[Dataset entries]
○ ○ ○

PR #4162, opened 2019-03-05
Don't clear sorting if column is grouped

### LINKED ISSUE #4119: When change sorting from the excel filter it is not applied for the grouped column
## Description  
When change sorting from the excel filter it is not applied for the grouped column

 * browser: N/A

## Steps to reproduce  

1. Open dev sample gridColumnMoving
2. Group by a column
3. Open excelfilter for this column and remove sortig
4. Click on DESCENDING button

Note: after that cannot change sort order from the grouped column

## Result  
The change is not applied for the grouped column 

## Expected result  
The change should be applied

## Attachments  
image

sstoyanovIG:
Closes #4119   

 - [x] Bug fix
 - [ ] New functionality
 - [ ] Documentation
 - [ ] Demos
 - [ ] CI/CD

### Checklist:

### DIFF
--- a/projects/igniteui-angular/src/lib/grids/filtering/excel-style/excel-style-sorting.component.ts
+++ b/projects/igniteui-angular/src/lib/grids/filtering/excel-style/excel-style-sorting.component.ts
@@ -6,7 +6,7 @@ import {
 } from '@angular/core';
 import { IgxColumnComponent } from '../../column.component';
 import { IgxButtonGroupComponent } from '../../../buttonGroup/buttonGroup.component';
-import { IgxGridBaseComponent, IgxGridComponent } from '../../grid';
+import { IgxGridBaseComponent } from '../../grid';
 
 /**
  * @hidden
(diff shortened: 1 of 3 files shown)


projects/igniteui-angular/src/lib/grids/filtering/excel-style/excel-style-sorting.component.ts
```diff
@@ -31,8 +31,16 @@ export class IgxExcelStyleSortingComponent {
     constructor() {}
 
     public onSortButtonClicked(sortDirection) {
+        let isColumnGrouped;
+        if (this.grid instanceof IgxGridComponent) {
```
bkulov: Excel style filtering is applicable to all grids we currently have. Casting the current grid instance to one grid type is not a good solution.
In my opinion you should add a method in the base class which will return if a given column from the current grid instance is grouped or not. This method will return actual result only for the grid and for the hierarchical and tree-grid it will return false.
That way we wont make a dependency to one grid type in the feature which is applicable to all grid types.

sstoyanovIG: The reason for this is that only IgxGrid supports grouping and only it has 'groupingExpressions' property.

bkulov: Sure, but my comment is still valid. We shouldn't introduce dependency to one grid type here. Tomorrow some of the other grids may support grouping and this code will fail.

sstoyanovIG: Ok, I got your point, I will add a getter in the base class that will return false and I will override it in the IgxGrid only.

projects/igniteui-angular/src/lib/grids/grid/grid.component.ts
```diff
@@ -638,6 +638,17 @@ export class IgxGridComponent extends IgxGridBaseComponent implements IGridDataB
         this._gridAPI.sort_multiple(this.id, this._groupingExpressions);
     }
 
+    /**
+     * @hidden
+     */
+    public isColumnGrouped(fieldName: string): boolean {
+        if (this.groupingExpressions.find(exp => exp.fieldName === fieldName)) {
```
bkulov: Just return the expression here.

Issue #420, opened 2020-08-10
[FEATURE REQUEST]: Sort fiat option menu selections


smk762:
Simple feature request: Currently Fiat options list is unsorted. Can this be made alphabetical (maybe with major currencies at top for convenience, followed by others)
![image](https://user-images.githubusercontent.com/35845239/89788767-3cad1a00-db52-11ea-8a0b-22b052eca36d.png)

Coingecko options are an example of the major/other option split - 
![image](https://user-images.githubusercontent.com/35845239/89788862-5babac00-db52-11ea-8e13-773fb94656f7.png)

Adding full currency name might look nice also, but probably people will know what they are looking for anyway without it.

naezith:
@Milerius we need to do it together, with the `textRole`, `valueRole` stuff again

cipig:
would be nice if the list of the coins to be enabled (when clicking on +) would be sorted too, alphabetically by coin symbol or name

smk762:
sighted and working as expected, then merged.

PR #671, opened 2021-02-10
feat(settings): Enhance fiats selection in settings menu

SylEze:
Solves #420 

Features:
 - Sorts fiats combo box
 - Display 6 suggested fiats below the fiats combo box


smk762 (approved):
Sighted and testing - works as expected.

Issue #696, opened 2021-02-17
[BUG]: Send page contact list does not display contacts with coin type addresses (e.g. ERC20)


SylEze:
**Describe the bug**
The send page contact list is displaying only contacts with an address type equivalent to the selected coin. 

However let say that the given coin is a `Smart Chain` coin: KMD, the contact list will not display any address of type `Smart Chain`, only the KMD ones

**To Reproduce**
- Having a contact with a `Smart Chain` address
- Go to the wallet page
- Choose `KMD` and click on `Send`
- Click on `Address Book`
- The contact with a `Smart Chain` address does not appear even though it should be compatible with `KMD`

**Expected behavior**
Display every contact which has a compatible address with the selected coin.

Milerius:
done in #697

PR #697, opened 2021-02-17
fix(send): Display contacts with coin type addresses in contact list

SylEze:
Solves #696


smk762 (approved):
Tested with specific coin and coin category, looks good.

Issue #721, opened 2021-02-26
[FEATURE REQUEST]: Sort the My Wallets section alphabetically.


lightspeed393:
**Is your feature request related to a problem? Please describe.**
The wallets in the `My Wallets` section when logging in are in a random order.

**Describe the solution you'd like**
The wallets are listed alphabetically.

Milerius:
Implemented in #722

PR #722, opened 2021-02-27
feat(wallet): sort wallets name in get_wallets

Milerius:
Implement #721


smk762 (approved):
Wallet accounts on login now alphabetically sorted.

PR #730, opened 2021-03-03
add coingecko guide GIF

cipig:


Milerius:
@smk762 custom coins addition was broken due to change from coinpaprika to coingecko, can you test to check if this work ? 

I successfully added https://www.coingecko.com/fr/pi%C3%A8ces/nexo on my side

smk762 (approved):
Tested on Win / Linux with no problems

PR #773, opened 2021-03-27
Portfolio improvements

ssakone:


Milerius:
Great work @ssakone 

Few improvements needs to be achieved before we can merge this pr:

ETH:
image

And sometimes we have this effect:
image

qml.qrc
```diff
@@ -448,5 +448,7 @@
         <file>atomic_defi_design/qml/Wallet/Wallet.qml</file>
         <file>atomic_defi_design/qml/main.qml</file>
         <file>qtquickcontrols2.conf</file>
+        <file>atomic_defi_design/qml/Portfolio/PieItem.qml</file>
+        <file>atomic_defi_design/qml/Components/DexFadebehavior.qml</file>
```
Milerius, line 452: qrc file is now sorted, please respect the sort order

tonymorony:
great progress @ssakone !

I think it might be worth adding also portfolio value movement chart but we have to think about the best/optimal way on getting user balance and crypto price retrospectively - probably it'll require a separate microservice 🤔

Screenshot 2021-03-29 at 17 46 47

qml.qrc
ssakone: Qt creator add dynamicaly new line in qrc

Milerius:
Thanks you for the awesome last push @ssakone few remarks left on this pr:

- The mouse doesn't show the value yet when pointing specific part of the chart:

- In some places of the chart the part of the gradient exceeds the line:

Capture d’écran 2021-04-05 à 05 53 24

- The date always show the same day:

Capture d’écran 2021-04-05 à 05 54 46

- The pie chart always show $ sign despite i'm moving the mouse:

https://user-images.githubusercontent.com/21139416/113535378-865fde80-95d3-11eb-801c-ff59069ce513.mov

- The chart legends  are not update each time i disable / enable a coin, the chart also exceed the limit in this case:

https://user-images.githubusercontent.com/21139416/113535620-36354c00-95d4-11eb-9e3a-45f14d08cc22.mov

- Sometimes chart are empty:

Capture d’écran 2021-04-05 à 05 56 59

(if i switch page and comeback the chart load)

- There is no spinner for the chart that explain if the chart is busy loading or not

- There is no way to choose the timeframe of the chart yet:

Capture d’écran 2021-04-05 à 05 59 14

tonymorony:
`Reduce a bit the size of the chart / pie chart move the add assets button near the search bar so we can see a bit more the bottom array of coins.`

yeah, also think that it's too huge now and that assets adding button is logically disconnected from assets list

dates axe not working atm it seems

text on assets adding a button is not centered:
Screenshot 2021-04-05 at 17 53 05

by some reason graph drawn to 0:

Screenshot 2021-04-05 at 17 49 35

it looks like the right axis scale is random:

Screenshot 2021-04-05 at 17 59 04

would be great to scale it linear with rounded step, e.g. :

8A94D9D0-33F5-4863-953F-A2E06493D714

also, it would be great to display the portfolio change amount for a selected timeframe as on the screenshot above (you can check Blockfolio mobile app for reference)

Milerius:
@ssakone Excellent improvements in your last commits, there is my new review:

- [ ]  The mouse doesn't show the value yet when pointing specific part of the chart

- [ ] `In some places of the chart the part of the gradient exceeds the line` - Now we have line, we should probably use line by default and disable spline since it's possible to fix this problem otherwise

- [ ] It seems that there is a visible latency time between the moment when the chart is no longer busy and when the chart is redrawn with the modified axes:


https://user-images.githubusercontent.com/21139416/113669964-c8ad1c80-96b4-11eb-9e48-fe2d28c50210.mov

Please use a spinner again if the chart is not finished being drawn, this way once the spinner is finished - the user is guaranteed to have the final chart with the correct values.

Milerius:
Created separate issue for stuff that are not finished

PR #802, opened 2021-04-15
fix(portfolio): fix bug (portfolio page)

ssakone:


tonymorony:
`+` disappeared for me from the button label:

image

cipig (approved):
looks good, thanks for the fix
image

PR #805, opened 2021-04-15
feat(header): custom header bar

Milerius:
resize/maximized need to be tested on all platform @smk762


smk762:
Issue https://github.com/KomodoPlatform/atomicDEX-Desktop/issues/798 persists in https://github.com/KomodoPlatform/atomicDEX-Desktop/actions/runs/751069316
image

can be resolved by manually extending page down. Resizing like this there is a slight lag before buttons and input fields are usable.

Standard minimize / maximize / close buttons working as expected.

smk762:
Same issue persists in win/mac when app window reduced to smallest size.
Standard minimize / maximize / close buttons working as expected on Windows.
Standard maximize / close buttons working as expected on Mac, but minimise button does nothing, and am unable to manually resize by dragging from edges.

PR #808, opened 2021-04-15
Fix portfolio bug

ssakone:


cipig:
image
the 1M chart is lacking the last 7 days, it goes directly from 07.04. to 15.04.

Milerius:
> image
> the 1M chart is lacking the last 7 days, it goes directly from 07.04. to 15.04.

This is a problem from coingecko API not related to us unfortunately

smk762 (approved):

PR #836, opened 2021-04-20
Theme light improve

ssakone:


cipig:
wrong branch? btw, why not always enable KMD? KMD, BTC, DOGE for DogeDEX... could be needed later: https://github.com/KomodoPlatform/atomicDEX-API/issues/715

PR #841, opened 2021-04-21
fix(qml): Addressbook table style inconsistent with rest of app

SylEze:
Should fix https://github.com/KomodoPlatform/atomicDEX-Desktop/issues/823


Milerius:
Can you test it please @smk762 ?

smk762 (approved):
Looking good now, dont see any white border anymore

PR #842, opened 2021-04-22
fix(text_overflow): reduce little comboBox second text size

ssakone:


smk762 (approved):
Overflow value issue appears to be resolved, and extra space between best price cols sighted

PR #848, opened 2021-04-22
feat(lang): new qml approach

Milerius:
Lang change should act exactly as before - no crash, we use QSettings now


smk762 (approved):
changing lang on all OS as expected without issue.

○ ○ ○

What to do: Number of lines above holding "cran"? Give that number alone.

Written answer: 4